私が以前に「Twitterとは何なのか」というブログ記事で指摘させてもらったように,Twitterはプッシュ/プル統合型の通信メディアにSNS (Social Network Service)フレーバーを添えたものである.MixiやHatenaのように,総合的なサービスではなく,機能をとことん絞り込んだ,シンプルな「通信メディア」だ.複数相手に同時に送れるメール,ショートメッセージのようなものだ.このシンプルな道具の使い道が見つかるか否かが,Twitterなる通信メディアが我が国に普及するかの鍵である.

勝間-広瀬コンビによる「文字放送ラジオ」は,我々が偶然手にすることができた,キラーコンテンツだ.そして今,ヒロセ爆弾投下により,ネットを超えた爆風波が生まれ,日本全国津々浦々に伝わるかもしれない興味深い時代を,リアルタイムで我々は体験中なのである.

最後にもう一言


インターネットは誰のものでもないが,その技術の大部分は米国で開発された.インターネットだけではない.コンピュータのハードウェアも,ソフトウェアも,米国で作られたものが世界を席巻しているのが現実である.製造は,製造コストが安い他国でなされる事も多いが,基本設計は米国製である.

そして現在のコンピュータ世界は,ソフトウェア中心からサービス中心に重心を移しつつある.ソフトウェアは,ユーザのマシンにインストールされて使用されるが,サービスは,ネットの向こうのサーバで実現され,ユーザは自信のクライアントマシンからサーバに接続して,サービスを利用する.サービスの世界も,ハードウェアやソフトウェアと同様,先進的なモノは米国製である.今回話題になっているTwitterもまた,米国製だ.

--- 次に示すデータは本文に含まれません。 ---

PR #2688, opened 2019-04-15
[Android] Update rich text block

almedina-ms:
Updates the RichTextBlock to remove the paragraphs and keep the same behaviour as the one in UWP


RebeccaAnne:
Can you set this pull request to merge into my branch instead of master? I think we should probably consolidate everything there and then once we're all in place we can go to master.

source/android/adaptivecards/src/main/java/io/adaptivecards/renderer/readonly/RichTextBlockRenderer.java
```diff
@@ -188,49 +180,19 @@ else if ((richTextBlock = RichTextBlock.dynamic_cast(baseCardElement)) == null)
...
-            if ((i != 0) && (inlines.size() != 0))
-            {
-                textView.append(System.getProperty("line.separator"));
-            }
-
-            SpannableStringBuilder convertedString = buildSpannableParagraph(renderedCard, inlines, cardActionHandler, hostConfig, renderArgs);
-
-            textView.append(convertedString);
-        }
+        SpannableStringBuilder convertedString = buildSpannableParagraph(renderedCard, inlines, cardActionHandler, hostConfig, renderArgs);
```
RebeccaAnne: >buildSpannableParagraph [](start = 49, length = 23)

Does this change include removing markdown support for rich text blocks?

RebeccaAnne:
It also makes the code review easier so we can see which changes are part of which PRs

---
In reply to: [483372991](https://github.com/Microsoft/AdaptiveCards/pull/2688#issuecomment-483372991) [](ancestors = 483372991)

source/android/adaptivecards/src/main/java/io/adaptivecards/renderer/readonly/RichTextBlockRenderer.java
almedina-ms: now it does :D

---
In reply to: [275498255](https://github.com/Microsoft/AdaptiveCards/pull/2688#discussion_r275498255) [](ancestors = 275498255)

Issue #4602, opened 2020-08-17
[Input Validation] Add support for focusLost validation


RebeccaAnne:
Tracking issue for support for validating inputs on focusLost.

- [ ] .NET
- [ ] Android
- [ ] iOS
- [ ] JavaScript
- [x] UWP

shalinijoshi19:
@RebeccaAnne are we still planning on shipping this for v20.09? This is merged at this point but as i understand it we are not prioritizing shipping this update.. Should this be reverted from main?

RebeccaAnne:
@shalinijoshi19 None of this work is in main. The UWP implementation is in the feature/focusLostValidation branch.

PR #4603, opened 2020-08-17
[Input Validation] Spec on Focus Lost Validation

RebeccaAnne:
## Related Issue
#4602

## Description
Spec for introducing focus lost validation. Includes host config schema changes, motivations, and description of behaviors.

###### Microsoft Reviewers: [Open in CodeFlow](http://wpcp.azurewebsites.net/CodeFlowProtocolProxy2.php?pullrequest=https://github.com/microsoft/AdaptiveCards/pull/4603)


schemas/host-config.json
```diff
@@ -360,6 +360,16 @@
 				},
 				"errorMessage": {
 					"$ref": "#/definitions/ErrorMessageConfig"
+				},
+				"validationBehavior":{
```
golddove, line 364: Thoughts on simply naming it `validate`?

e.g. `"validate": "onFocusLost"`

golddove, line 364: How about calling it `validationBegins` or `initialValidation`?

At first glance, the name didn't give me the impression that subsequent validation wouldn't be affected by this.

schemas/host-config.json
```diff
@@ -360,6 +360,16 @@
...
+					"type":"string",
+					"description":"Controls when inputs are validated",
+					"default":"onFocusLost",
+					"enum":[
+						"onFocusLost",
```
golddove, line 369: What about `onInputChange`? I can see hosts wanting validation to start as soon as a user starts typing, rather than when focus is lost.

Also worth considering `immediate`, where the host would start validation even before user interacts (e.g. initially empty required inputs, or a default that fails validation).

golddove (approved):

schemas/host-config.json
RebeccaAnne: We did have one respondent to our survey that chose "other" that requested basically the `onInputChange` behavior as you describe it, so it may be a reasonable option.

That said, based on reading up on this a bit using the research a previous PM did for us, I personally don't think that validating sooner than focus lost is a good idea. See for example Pitfall #1 at [https://baymard.com/blog/inline-form-validation](https://baymard.com/blog/inline-form-validation) for some discussion of this. I'm hesitant to give more options to hosts here that i think may make things worse for the user.

On the other hand, left to my own devices i'd probably remove this setting altogether and make everyone use onFocusLost, so it's possible my bias is unduly prescriptivist :)

---
In reply to: [472681978](https://github.com/microsoft/AdaptiveCards/pull/4603#discussion_r472681978) [](ancestors = 472681978)

schemas/host-config.json
RebeccaAnne: Good point. I like `initialValidation`.

---
In reply to: [472678974](https://github.com/microsoft/AdaptiveCards/pull/4603#discussion_r472678974) [](ancestors = 472678974)

specs/DesignDiscussions/FocusLostValidation.md
```diff
@@ -0,0 +1,132 @@
...
+
+#### onFocusLostWithInput
+The input is validated when it loses focus only if the user has entered a value into the input field. If this value is set we will not validate for the `isRequired` property on focus lost unless the user has typed something and subsequently removed it. 
+
+#### onSubmit
+This is the behavior that shipped with the 1.3 schema update. The inputs are validated when the submit button is pressed. No validation takes place before submit is pressed.
+
+### Subsequent Validations
+Once the field has been validated for the first time based on the behavior specified by the host config, all host config settings have the same subsequent behavior. Once the field has been marked as invalid, from that point forward it will be validated on each keystroke. This allows users to correct their errors and see when they have successfully met the validation criteria. Validation will continue to be run on each keystroke even after the error has been corrected, in order to allow users to continue to see if their new value is correct.
```
almedina-ms, line 59: is this a per field behaviour or a general validation? Take for example fields A and field B (maybe answer for B depends on answer for A), if only validation for A fails and the value has to be changed for B (now B will be invalid) it may seem odd that field A validates on each keystroke and B doesn't

almedina-ms, line 59: Also, why isn't the subsequent behaviour allowed as a starting behaviour? The very first research link makes it seem like some users may have a good experience with it
> Participant comments highlighted their strong preference for getting real-time feedback from our form:
>
>“You’d rather know about your mistakes as you go along.”

paulcam206:
@RebeccaAnne - should we go ahead and merge this, or should we just close it?

RebeccaAnne:
> @RebeccaAnne - should we go ahead and merge this, or should we just close it?

So this PR is going into a feature branch that was going to be for this feature, and that includes a UWP implementation. I'm going to go ahead and merge it, but I'll label the spec as "Draft" since we'll probably need to review it again if we actually decide to ship this at some point.

PR #4623, opened 2020-08-19
[Shared/UWP] Remove InputNecessityIndicators

### LINKED ISSUE #4622: [Shared/UWP] InputNecessityIndicators enum and property on AdaptiveCard
# Platform

* UWP
* Shared Model

# Details

An earlier version of the input validation design called for allowing card authors to indicate whether required and optional indicators should be shown by setting a property on the card. Although that was not part of the final design, that property definition and enum are still defined in the shared model and UWP, and shipped as part of our 2.0 UWP API surface.

RebeccaAnne:
## Related Issue
Fixes #4622

## Description
An earlier version of the input validation design called for allowing card authors to indicate whether required and optional indicators should be shown by setting a property on the card. Although that was not part of the final design, that property definition and enum were still defined in the shared model and UWP, and shipped as part of our 2.0 UWP API surface. This change removes this property and enum.

## How Verified
Built UWP and Shared Model solutions. Ran UWP and shared model tests.

###### Microsoft Reviewers: [Open in CodeFlow](http://wpcp.azurewebsites.net/CodeFlowProtocolProxy2.php?pullrequest=https://github.com/microsoft/AdaptiveCards/pull/4623)


source/android/adaptivecards/src/main/java/io/adaptivecards/objectmodel/AdaptiveCardObjectModel.java
```diff
@@ -1,6 +1,6 @@
 /* ----------------------------------------------------------------------------
  * This file was automatically generated by SWIG (http://www.swig.org).
- * Version 4.0.1
```
almedina-ms, line 3: This is ok, we should ask out team members to use swig 4.0.2

Issue #4624, opened 2020-08-19
[UWP] UWP has several unit test failures


RebeccaAnne:
# Platform

* UWP

# Details

The following UWP tests are failing in main:

- [x]  FallbackTests (Fixed by #4627)
  - ColumnFallbackAsync (crashes test host)
- [x] ObjectModelTest (Fixed by #4626)
  - ChoiceSetInput
  - DateInput 
  - TextInput
  - ToggleInput
- [x] UnitTests
  - TestAllCards (crashes test host)
    - [x] [v1.2/Elements/AdaptiveCard.BackgroundImage.DataUri.json](https://github.com/microsoft/AdaptiveCards/blob/main/samples/v1.2/Elements/AdaptiveCard.BackgroundImage.DataUri.json). Fixed by #4652
    - [x] [v1.2/Elements/Column.Fallback.json](https://github.com/microsoft/AdaptiveCards/blob/main/samples/v1.2/Elements/Column.Fallback.json). Same issue as FallbackTests failure. Fixed by #4627.
    - [x] Out of date round-trip json files causing test failures Fixed by #4645

RebeccaAnne:
All fixes are in and confirmed that UWP tests pass now in main.

PR #4626, opened 2020-08-19
[UWP] Fix UWP Object Model Tests

RebeccaAnne:
## Related Issue
Partial fix for #4624

## Description
The Object Model tests had some failures related to input validation. Specifically, it looks like properties were added to these tests without updating the expected serialized json, leading to failures.

Updated serialized json to include all properties. While I was in there, reorganized the initializers a bit to make it clearer which properties were being set and tested. Added a helper function to validate input related properties and called from input tests, and ensured all input tests were validating new properties.

## How Verified
Confirmed all tests under `ObjectModelTest` now pass.

###### Microsoft Reviewers: [Open in CodeFlow](http://wpcp.azurewebsites.net/CodeFlowProtocolProxy2.php?pullrequest=https://github.com/microsoft/AdaptiveCards/pull/4626)


source/uwp/UWPUnitTests/ObjectModelTests.cs
```diff
@@ -268,15 +292,18 @@ public void ColumnSet()
         {
             AdaptiveColumn column1 = new AdaptiveColumn
             {
+                // Column Properties
                 Bleed = true,
+                Width = "50px",
```
almedina-ms, line 297: width is out of order

PR #4660, opened 2020-08-26
[Site][Accessibility] Reflow during resize

golddove:
## Related Issue
ADO 23713154

## Description
When browser is resized (either by changing zoom level, or window size) to mobile size, the sample card disappears (you have to refresh the page to get a proper reflow).

## How Verified
Manual verification

###### Microsoft Reviewers: [Open in CodeFlow](http://wpcp.azurewebsites.net/CodeFlowProtocolProxy2.php?pullrequest=https://github.com/microsoft/AdaptiveCards/pull/4660)


golddove:
The ADO bug referenced here was actually reported for WPF, so the bug remains unresolved.

PR #4695, opened 2020-08-28
[Samples] Update scenario samples to ensure match between templated and non-templated versions

### LINKED ISSUE #4578: [Website] Update samples to make sure template samples match non-templated versions
Website scenario samples are sometime mismatched. See https://adaptivecards.io/samples/Inputs.html with the "Use Templating" checkbox on and off.

RebeccaAnne:
## Related Issue
Fixes #4578

## Description
Updated scenario samples to match the templated and non-templated versions. 

## How Verified
Ensured all modified samples rendered as expected.

###### Microsoft Reviewers: [Open in CodeFlow](http://wpcp.azurewebsites.net/CodeFlowProtocolProxy2.php?pullrequest=https://github.com/microsoft/AdaptiveCards/pull/4695)


samples/v1.0/Scenarios/WeatherLarge.json
```diff
@@ -1,204 +1 @@
...
					"selectAction": {
						"type": "Action.OpenUrl",
						"title": "View Saturday",
						"url": "https://www.microsoft.com"
					}
				}
			]
		}
	]
}
```
paulcam206, line 1: Looks like the wrong line endings ended up in here :(

samples/v1.2/Scenarios/FlightDetails.json
```diff
@@ -160,7 +160,7 @@
 											"items": [
 												{
 													"type": "TextBlock",
-													"text": "November 12, 2017",
+													"text": "Sat, Mar 4, 2017",
```
almedina-ms, line 163: Shouldn't we have to update this textblocks to use {Date} formatting in the string? Seems like we're missing an opportunity here

shalinijoshi19: @almedina-ms with @RebeccaAnne out can you pick up where she left off here to shepherd this change in? Thanks!

paulcam206: I think we should probably fix the date stuff later rather than hold up the release. I'll file a new issue.

paulcam206: filed #4709

PR #4697, opened 2020-08-28
Android chevron fix cherry-pick

almedina-ms:
This is a cherry-pick of the chevron fix for Android from this pull request #4566 

###### Microsoft Reviewers: [Open in CodeFlow](http://wpcp.azurewebsites.net/CodeFlowProtocolProxy2.php?pullrequest=https://github.com/microsoft/AdaptiveCards/pull/4697)


shalinijoshi19:
Thanks! Curious - where's the corresponding Test/sample changes for regression testing?

almedina-ms:
> Thanks! Curious - where's the corresponding Test/sample changes for regression testing?

That's not a regression, it was a problem that always existed. The issue was that the chevron would have been showing in the wrong direction if a different show card action was "clicked" in the same action set. Unless we add interface testing then we don't have a way to add tests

結局は米国製のサービスの「輸入」に我々は励んでいるだけなのか?

Twitterは,元々,Ruby on Railsというサービス構築フレームワークを使用して作られた.そのRuby on Railsは,我が国の松本ゆきひろ氏作によるプログラミング言語の長所を巧みに活用して作られたフレームワークだ.おそらくはそのお陰で,当初から,日本語を問題なく処理できる.つまり

Ruby -> Ruby on Rails -> Twitter

という階層構造がある.我々は今,その最上段に,我が国独自の階層を作ろうとしているのだ.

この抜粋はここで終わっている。